Submission of papers covering the following aspects of volcanology and geothermal research are encouraged:
(1) Geological aspects of volcanic systems: volcano stratigraphy, structure and tectonic influence; eruptive history; evolution of volcanic landforms; eruption style and progress; dispersal patterns of lava and ash; analysis of real-time eruption observations.
(2) Geochemical and petrological aspects of volcanic rocks: magma genesis and evolution; crystallization; volatile compositions, solubility, and degassing; volcanic petrography and textural analysis.
(3) Hydrology, geochemistry and measurement of volcanic and hydrothermal fluids: volcanic gas emissions; fumaroles and springs; crater lakes; hydrothermal mineralization.
(4) Geophysical aspects of volcanic systems: physical properties of volcanic rocks and magmas; heat flow studies; volcano seismology, geodesy and remote sensing.

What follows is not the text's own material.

PR #4035, opened 2026-03-10
feat: add support for typed output in checkpoints and rules

### LINKED ISSUE #3482: Add ability to use typed outputs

(5) Computational modeling and experimental simulation of magmatic and hydrothermal processes: eruption dynamics; magma transport and storage; plume dynamics and ash dispersal; lava flow dynamics; hydrothermal fluid flow; thermodynamics of aqueous fluids and melts.
(6) Volcano hazard and risk research: hazard zonation methodology, development of forecasting tools; assessment techniques for vulnerability and impact.